A corpus of simple Setswana sentences was not available, so Ansu developed the first test suite for Setswana. The test suite contains a set of constructed linguistic examples, both grammatical and ungrammatical variants, corresponding to the main grammatical categories of Setswana. Ansu used the test suite to develop the first computational grammar for Setswana, and on the basis of this used the functionality provided by the XLE user interface to create the treebank. The resulting treebank is annotated for deep syntactic information corresponding to dependency relations between sentential constituents. For instance, in Figure 1, the simple NP ditlhako “shoes” is embedded within the verbal phrase and is the object complement of the main verb a reka 'buy'.

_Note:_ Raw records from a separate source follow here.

PR #7962, opened 2024-08-22
feat: log domain every time a webhook is invoked

daveleek:
Log domain when webhook is invoked

### DIFF
--- a/src/lib/addons/webhook.ts
+++ b/src/lib/addons/webhook.ts
@@ -103,15 +103,20 @@ export default class Webhook extends Addon {
             state = 'failed';
             const failedMessage = `Webhook request failed with status code: ${res.status}.`;
             stateDetails.push(failedMessage);
-            if (this.flagResolver.isEnabled('addonUsageMetrics')) {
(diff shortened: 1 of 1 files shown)


sighphyre (approved):
Ye! LGTM

src/lib/addons/webhook.ts
```diff
@@ -103,16 +103,21 @@ export default class Webhook extends Addon {
...
         }
 
+        if (this.flagResolver.isEnabled('addonUsageMetrics')) {
+            this.eventBus.emit(ADDON_EVENTS_HANDLED, {
+                result: state,
+                destination: 'webhook',
+            });
+        }
+
+        const domain = new URL(url).hostname;
```
gastonfournier, line 116: @daveleek can this throw an exception? I'd recommend we try catch but you can quickly tell me if I'm wrong with a test

daveleek: This should occur after the webhook integration has already run, so if for example the protocol is missing, this integration will fail with an error message before we attempt to log the domain:

> Error querying <url-without-protocol> with method POST status code undefined TypeError: Only HTTP(S) protocols are supported

PR #7963, opened 2024-08-22
feat: command menu docs

sjaanus:
Also rebranded command bar to command menu, because that seems more suitable.
Command bar is more like a horizontal/vertical list/bar of icons, like sidebar. Command menu is more of a dropdown.

https://unleash-docs-git-command-docs-unleash-team.vercel.app/reference/command-menu


website/docs/reference/command-menu.md
```diff
@@ -0,0 +1,46 @@
+---
+title: Command Menu
+---
+
+:::note Availability
```
melindafekete, line 5: Just for context: I'd like to begin to standardize how the plan/version availability info looks on all the pages. My dream is to have labels in the future but for now, this is what I've been going for

melindafekete (approved):
Really nice and concise, explains the use cases well

PR #7971, opened 2024-08-22
docs: mention what the minimum values are if you override the limits

thomasheartman:
Adds a note to the resource limit docs about what the minimum values are for some of the core resources if you override the limits.

These resources have a controlled minimum value. The resources that are not listed in the new table, do not. I don't know what happen if you set -42 for segmentValues, for instance. So ... I've left them out 🤷

Happy to take suggestions on how to fix it 😄

Also updates the availability note in preparation for 6.2 GA

### DIFF
--- a/website/docs/reference/resource-limits.mdx
+++ b/website/docs/reference/resource-limits.mdx
@@ -3,8 +3,8 @@ title: Resource Limits
 ---
 import Figure from '@site/src/components/Figure/Figure.tsx'
 
-:::info Availability
-Resource limits are currently in beta for hosted customers.
+:::note Availability
+**Plan**: All plans | **Version**: `6.2+`
 :::
 
 <Figure caption="When you're close to reaching the limit for a resource, you'll see a warning in the Unleash UI. The warning will tell you what the limit is, how close you are to reaching it, and how you can increase the limit." img="/img/project-limit-warning.png" />
--- a/website/docs/reference/resource-limits.mdx
+++ b/website/docs/reference/resource-limits.mdx
@@ -38,19 +38,14 @@ Existing hosted customers who are already above the limits will have their limit
 
 With a few exceptions, all the limits can be overridden through the use of their respective environment variables. However, while it is possible to override these limits, we advise against it in most cases. If you feel that you're unable to do what you need to do because of the limits, we'd love to hear from you.
 
-Some of the limits have a lower threshold. If you try to set them lower than that threshold, Unleash will instead use the minimum value listed below:
+The following resources have a lower limit of 1:
+- feature flags
+- strategies
+- constraint values
+- projects
+- environments
 
-| Resource          | Minimum value |
-|-------------------|--------------:|
-| Feature flags     |             1 |
-| Strategies        |             1 |
-| Constraints       |             0 |
-| Constraint values |             1 |
-| Segments          |             0 |
-| API tokens        |             0 |
-| Projects          |             1 |
-| Environments      |             1 |
-
+If you try to set their limits lower than that, Unleash will automatically adjust them to 1.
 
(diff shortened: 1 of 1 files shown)


website/docs/reference/resource-limits.mdx
```diff
@@ -38,6 +38,20 @@ Existing hosted customers who are already above the limits will have their limit
 
 With a few exceptions, all the limits can be overridden through the use of their respective environment variables. However, while it is possible to override these limits, we advise against it in most cases. If you feel that you're unable to do what you need to do because of the limits, we'd love to hear from you.
 
+Some of the limits have a lower threshold. If you try to set them lower than that threshold, Unleash will instead use the minimum value listed below:
+
+| Resource          | Minimum value |
+|-------------------|--------------:|
+| Feature flags     |             1 |
+| Strategies        |             1 |
+| Constraints       |             0 |
```
melindafekete, line 47: I don't get this one. What is the difference between having no minimum value or having a minimum value of 0? We can't have a negative amount of API keys, so not sure what the implications would be?

thomasheartman: Practically? Probably nothing, but I haven't checked what happens if you try to set segment values limit to -42. 

As for why some numbers are 0 and some are 1 in this table, that's because we decided when we set them up, that you might want to run Unleash without allowing people to use constraints, segments, or API tokens. But if you disallow flags or strategies entirely (i.e. set them to 0), then Unleash can't do anything. Unleash also needs at least 1 project and 1 environment to work. And finally, if you do activate constraints, then it doesn't make sense to not allow any values for them.

thomasheartman: That said, I have a little bit of time now. I'll see what happens

thomasheartman: Yeah, I'm guessing that this is what's gonna happen for all the other resources that don't have set limits:

image

I'd be happy to mention those with a 0 too?

melindafekete: So from a conceptual point of view, wouldn't it make sense to just mention the ones that *do* have a limit of 1? and leave the rest out (if the 0 limit is basically the same in practice as no limit)

So something like:

The following resources have a lower limit of 1:
- feature flags
- strategies
- constraints values
- projects
- environments

If you set any of these values below the minimum, Unleash automatically uses a value of 1 instead.

thomasheartman: Yeah, that's a good way to do it. I'll have a look.

website/docs/reference/resource-limits.mdx
```diff
@@ -3,8 +3,8 @@ title: Resource Limits
 ---
 import Figure from '@site/src/components/Figure/Figure.tsx'
 
-:::info Availability
-Resource limits are currently in beta for hosted customers.
+:::note Availability
+**Plan**: All plans | **Version**: `6.2+`
```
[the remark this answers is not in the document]
thomasheartman: Yeah, I'm down with that. I've only seen the enterprise-only updates you've done, so I didn't know what to do. I don't mind removing it, but does that make it less clear? Because it might be that you think we forgot to specify it? I like being explicit, so I might lean towards specifying it, but no strong feelings either way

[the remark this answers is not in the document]
thomasheartman: Hmm, but then again, that only applies to pages / sections where we talk about availability 🤷🏼  I dunno.

melindafekete (approved):

website/docs/reference/resource-limits.mdx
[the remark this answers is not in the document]
melindafekete: Yes, I think the way we don't mention on, for instance, the feature flags page that it's available for all plans, we don't need to specify it unless there is a restriction. I'll create a page on availability, version, beta, etc. that we can link to and explain in a bit more detail what these concepts mean.

PR #7973, opened 2024-08-23
fix: split features schema into archived and project features

kwasniew:
## About the changes

Removing features-schema that was used in archived features listing and get all features listing.
Created 2 dedicated schemas that match what we actually return in those.

The most important change is the underlying representation of a feature in a list. Neither of those lists (archive and get all project features) has strategies definitions and we want to be explicit about it.

I run both endpoints that were previously using features schema and analyzed fields one by one so you don't have to. The problem with the features-schema was that it was reusing single feature view that has much more information than we provide in the list endpoints.


src/lib/openapi/spec/archived-feature-schema.ts
```diff
@@ -0,0 +1,103 @@
+import type { FromSchema } from 'json-schema-to-ts';
+
+export const archivedFeatureSchema = {
+    $id: '#/components/schemas/archivedFeatureSchema',
+    type: 'object',
+    additionalProperties: true,
```
thomasheartman, line 6: Why have we set this to true? Do we expect to add additional properties? The default for data that we return is to set it to `false` so that we don't accidentally return more than what we say we will.

src/lib/openapi/spec/archived-feature-schema.ts
```diff
@@ -0,0 +1,103 @@
...
+    required: ['name', 'project'],
```
thomasheartman, line 7: Can more of the properties be required? Should they? I'm not sure where we stand here in general, though. But I'm assuming that most (all?) properties on here will always be present, which is why description is `nullable`, for instance?

Marking properties as required also makes them come through as not potentially undefined in the front end API, which is useful for our sake.

src/lib/openapi/spec/archived-feature-schema.ts
```diff
@@ -0,0 +1,103 @@
...
+        impressionData: {
+            type: 'boolean',
+            example: false,
+            description:
+                '`true` if the impression data collection is enabled for the feature, otherwise `false`.',
+        },
+        createdAt: {
+            type: 'string',
+            format: 'date-time',
+            nullable: true,
```
thomasheartman, line 48: Why is this nullable? All flags must have been created, right?

src/lib/openapi/spec/archived-feature-schema.ts
```diff
@@ -0,0 +1,103 @@
...
+            example: '2023-01-28T15:21:39.975Z',
+            description: 'The date the feature was created',
+        },
+        archivedAt: {
+            type: 'string',
+            format: 'date-time',
+            nullable: true,
```
thomasheartman, line 55: If these are archived flags, don't they all have an `archivedAt` property?

src/lib/openapi/spec/archived-feature-schema.ts
```diff
@@ -0,0 +1,103 @@
...
+            deprecated: true,
+            example: '2023-01-28T16:21:39.975Z',
+            description:
+                'The date when metrics where last collected for the feature. This field was deprecated in v5, use the one in featureEnvironmentSchema',
+        },
+        environments: {
+            type: 'array',
+            description:
+                'The list of environments where the feature can be used',
```
thomasheartman, line 71: This is kinda confusing to me. Why is this here and what does it mean? A flag can be used in all environments, right? Is this the environments active in the flag's current project? Do we need this? Can we deprecate it?

src/lib/openapi/spec/project-feature-schema.ts
```diff
@@ -0,0 +1,99 @@
...
+        impressionData: {
+            type: 'boolean',
+            example: false,
+            description:
+                '`true` if the impression data collection is enabled for the feature, otherwise `false`.',
+        },
+        createdAt: {
+            type: 'string',
+            format: 'date-time',
+            nullable: true,
```
thomasheartman, line 61: Same question for this one: why is it nullable?

src/lib/openapi/spec/project-feature-schema.ts
```diff
@@ -0,0 +1,99 @@
...
+            description: 'The date the feature was created',
+        },
+        lastSeenAt: {
+            type: 'string',
+            format: 'date-time',
+            nullable: true,
+            deprecated: true,
+            example: '2023-01-28T16:21:39.975Z',
+            description:
+                'The date when metrics where last collected for the feature. This field was deprecated in v5, use the one in featureEnvironmentSchema',
```
thomasheartman, line 72: What is `featureEnvironmentSchema`? Is it projectFeatureEnvironmentSchema?

Isn't it better to point the user to where they'll find what they're looking for. How's this?

```suggestion
                'The date and time when metrics where last collected for this flag in any environment. This field was deprecated in v5. You should instead use the `lastSeenAt` property on the individual environments listed under the `environments` property.',
```

thomasheartman (approved):
Nice one! A few questions and comments, but the ground work is solid 😄

src/lib/openapi/spec/archived-feature-schema.ts
kwasniew: i was testing sth else and forgot to bring it back to false. Thanks for catching

src/lib/openapi/spec/archived-feature-schema.ts
kwasniew: I made all fields required but then TS checks failed for the types used in the services
```
export interface FeatureToggleDTO {
    name: string;
    description?: string;
    type?: string;
    stale?: boolean;
    archived?: boolean;
    archivedAt?: Date;
    createdAt?: Date;
    impressionData?: boolean;
    variants?: IVariant[];
    tags?: ITag[];
    createdByUserId?: number;
    createdBy?: {
        id: number;
        name: string;
        imageUrl: string;
    };
}
```
By making those optional I can merge my changes (splitting one schema into two schemas to remove fields we never return) and over time we can improve other types. Making it more strict over time is easy since it's not a breaking change.

src/lib/openapi/spec/archived-feature-schema.ts
kwasniew: I can possibly relax the nullable (giving it a try right now) but I can't make it required due to type conflicts with the model types.

src/lib/openapi/spec/archived-feature-schema.ts
kwasniew: Again, I can possibly relax the nullable (giving it a try right now) but I can't make it required due to type conflicts with the model types.

src/lib/openapi/spec/archived-feature-schema.ts
kwasniew: I originally removed it because in the project archived flags we return empty array but then I found that we also have a deprecated endpoint for listing all archived flags and we put 3 date fields there. I kept the name consistent with other environments fields in other schemas. But this field is only here to stay as long as we have a deprecated endpoint.

src/lib/openapi/spec/project-feature-schema.ts
kwasniew: I will try to relax this constraint to see if the tests pass

src/lib/openapi/spec/project-feature-schema.ts
kwasniew: Your suggestion is spot on. Applying it now

PR #7974, opened 2024-08-23
fix: add migration to normalize api token types

thomasheartman:
Adds a migration to normalize api token types already in the database, to remove any weird casing issues as currently demonstrated on sandbox

image

This is a companion piece to #7972


sjaanus (approved):

sjaanus (approved):
LG, if the down migration works .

Figure 2: The corresponding functional structure, indicating for instance that the auxiliary system (the syntactic head of the VPAUX node) in Figure 1 expresses a negated future tense in the indicative mood.

As one of the first syntactically parsed resources for Bantu languages, the Setswana treebank is important for both the computational and non-computational linguistic research community in South Africa. As a resource for computational purposes, the treebank serves as a gold standard for future Setswana grammar testing and evaluation. This contribution to Setswana can also enable similar projects for South African languages that share their syntactic structures with Setswana. For general linguistic research, it is a crucial resource not only for local South African linguists, who can use the syntactically parsed sentences in the treebank for lexicological and general grammatical purposes, but also for syntacticians who can avail themselves of the LFG dependencies in the treebank to research Setswana in the context of Universal Grammar. As an example of the successful use of the treebank in the research domain, Ansu and her colleagues have used the treebank to perform an LFG-style analysis of those auxiliary verbs in Setswana that indicate tense (Pretorius and Berg 2019). Furthermore, they have used the argument structure level of the LFG formalism to determine subcategorisation frames (such as the omission of the logical subject during passivisation) in the lexical verbal system of Setswana (Berg et al. 2020).



Pretorius, R., and Berg, A. 2019. An LFG Analysis of Setswana Auxiliary Verb Phrases Indicating Tense. In Proceedings of the LFG’19 Conference, 233–250.

Berg, A., Pretorius, L., and Pretorius R. 2020. Using LFG a-structure to determine the subcategorization frames of Setswana verbs. Nordic Journal of African Studies 29 (2): 1–31.